## PROBLEM STATEMENT
Return all lines below containing the word "deploy".

## PROVIDED DATA

PR #1183, opened 2021-01-27
introduce `--pull` flag to set pull policy

ndeloof:
**What I did**
Allow user to pass `--pull=never` or `--pull=always` to force some image lifecycle

**Related issue**
see https://github.com/docker/compose/issues/6464 and related debates on pull vs build vs never pull vs pull before build etc

### DIFF
--- a/cli/cmd/compose/up.go
+++ b/cli/cmd/compose/up.go
@@ -35,7 +35,8 @@ import (
 // composeOptions hold options common to `up` and `run` to run compose project
 type composeOptions struct {
 	*projectOptions
-	Build bool
+	Build      bool
+	PullPolicy string
 	// ACI only
 	DomainName string
 }
@@ -70,6 +71,10 @@ func upCommand(p *projectOptions, contextType string) *cobra.Command {
 		Use:   "up [SERVICE...]",
 		Short: "Create and start containers",
 		RunE: func(cmd *cobra.Command, args []string) error {
+			if opts.Build {
+				opts.PullPolicy = types.PullPolicyBuild
+			}
+
 			switch contextType {
 			case store.LocalContextType, store.DefaultContextType, store.EcsLocalSimulationContextType:
 				if opts.forceRecreate && opts.noRecreate {
@@ -94,8 +99,8 @@ func upCommand(p *projectOptions, contextType string) *cobra.Command {
 		flags.BoolVar(&opts.forceRecreate, "force-recreate", false, "Recreate containers even if their configuration and image haven't changed.")
 		flags.BoolVar(&opts.noRecreate, "no-recreate", false, "If containers already exist, don't recreate them. Incompatible with --force-recreate.")
 		flags.BoolVar(&opts.noStart, "no-start", false, "Don't start the services after creating them.")
+		flags.StringVar(&opts.PullPolicy, "pull", "", `Define pull policy for service images ("always"|"missing"|"never"|"build").`)
 	}
-
 	return upCmd
 }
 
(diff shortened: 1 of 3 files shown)


cli/cmd/compose/up.go
```diff
@@ -74,7 +79,9 @@ func upCommand(p *projectOptions, contextType string) *cobra.Command {
 	if contextType == store.AciContextType {
 		flags.StringVar(&opts.DomainName, "domainname", "", "Container NIS domain name")
 	}
-
+	if contextType == store.LocalContextType {
+		flags.StringVar(&opts.PullPolicy, "pull", "", "Define pull policy for service images (always|never|if_not_present|build).")
```
thaJeztah, line 83: `docker run` uses "missing" for the `if_not_present` case (which is the default);

```
      --pull string                    Pull image before running ("always"|"missing"|"never") (default "missing")
```

For backward-compatibility (`--pull` used to be a "boolean" on `docker run`), specifying `--pull` without a value is equivalent to `--pull=always`. Not sure if we need to add that logic here (because this is a new flag).

What's the `build` option? It's a bit unclear to me what it's intended for; if that's meant for "only do a pull if we also have to do a build", should we keep it simple, and keep that for `docker compose build [--pull=<policy>]` ?

ndeloof: this is just plain https://github.com/compose-spec/compose-spec/blob/master/spec.md#pull_policy

ndeloof: that's a bit unfortunate defining this pull_policy as part of the compose-spec was not coordinated with introducion of the docker run `pull` flag for consistency :'(

thaJeztah: With the compose-spec not having a release yet, could we still change? I see I left a comment at the time in https://github.com/compose-spec/compose-spec/pull/78#discussion_r435800728 as well

TBH; Overall a bit on the fence of having it as an option in the compose-file itself, as it feels more of an option that should be set by the person doing the deploy, not a "declarative" option that specifies/defines the stack

gtardif (approved):
LGTM after updating with https://github.com/compose-spec/compose-go/pull/99

thaJeztah:
GitHub was a bit too eager closing

Screenshot 2021-01-29 at 16 47 16

gtardif:
Thx @thaJeztah ! 
https://github.com/docker/compose-cli/pull/1183 is now merged, @ndeloof we can bump version and use "missing" here

thaJeztah:
I'm still confused by the `--pull-policy=build` option (even more so because it's in the compose-file itself);

> build: Compose implementations SHOULD build the image. Compose implementations SHOULD rebuild the image if already present.

- `docker-compose up --build` is (currently) to trigger a build; the builder (if no changes) should then use its caching mechanism to determine if a rebuild is needed
- `--pull-policy=always` (note that _currently_ `docker (buildx) build` only supports `--pull` (boolean)) would in case of a "build" also update images used for the build itself

Note that the combination of `--build` and "pulling" can be tricky (what comes first?);

- a service that _builds_ an image (and has "just" rebuilt its image) would first _overwrite_ the fresh (locally built) image, then the build would overwrite it _again_ with a the new version
- having a pull-policy in the compose-file (in various situations) would now effectively "force" a user to also pass `--pull-policy` on the command-line to override the behavior (local development cycle) to prevent work being "un-done"

So I'm still quite uncomfortable with the pull policy being in the compose-file itself; this really feels like an option that should generally be passed on the commandline, as it's not declarative.

ndeloof:
> I'm still confused because it's in the compose-file itself

The compose spec actually defines an _model_, and attributes can be set by yaml _or_ command line flags, depending the implementation. This is up to users to decide if they want to hard code some behaviour in the yaml file or repeat `--pull` option. Basically, many users rely on compose to make `docker run` commands shorter and not have to remember tons of flags.


> Note that the combination of --build and "pulling" can be tricky (what comes first?);

this is what pull_policy has been designed for. `pull_policy: build` means image should be built from source, not pulled. Compose spec is not designed to follow buildx UX :D

thaJeztah:
> Basically, many users rely on compose to make docker run commands shorter and not have to remember tons of flags.

I understand how it's used, but still think there's a separation between describing/declaring a "stack", and runtime options / options for a specific deploy (I recall some discussion on that in https://github.com/docker/compose/issues/846)

ndeloof:
Most of the `deploy` section is actually about runtime options. It's way too late to make compose file format a clean, abstract declarative model.
From a pure usability point of view, users have asked for a way to get `compose up` to build first of pull first (on disctinct issues) with reasonable usage scenarios. With this attribute we give them an opportunity to achieve this. Obviously flags allow to override for other usages.

ndeloof:
closing this, will see later if we want to introduce this flag to compose command

PR #1188, opened 2021-01-28
introduce compose create command

ndeloof:
**What I did**
Introduce `docker compose create` command for parity with docker-compose

**Note**
This de-deprecates `create` command (https://github.com/docker/compose/commit/40c05cfc1e33077f7fe35ebabf64af3968ef58c8)
to maintain parity with `docker create` command and avoid ambiguous `--no-xyz=true` flags

### DIFF
--- a/cli/cmd/compose/compose.go
+++ b/cli/cmd/compose/compose.go
@@ -107,6 +107,7 @@ func Command(contextType string) *cobra.Command {
 			buildCommand(&opts),
 			pushCommand(&opts),
 			pullCommand(&opts),
+			createCommand(&opts),
 		)
 	}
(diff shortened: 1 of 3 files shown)


gtardif:
Makes sense to me to add `docker compose create` next to `compose start`, `compose stop` and be aligned with `docker create`.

## ANSWER BOX
TBH; Overall a bit on the fence of having it as an option in the compose-file itself, as it feels more of an option that should be set by the person doing the deploy, not a "declarative" option that specifies/defines the stack
I understand how it's used, but still think there's a separation between describing/declaring a "stack", and runtime options / options for a specific deploy (I recall some discussion on that in https://github.com/docker/compose/issues/846)
Most of the `deploy` section is actually about runtime options. It's way too late to make compose file format a clean, abstract declarative model.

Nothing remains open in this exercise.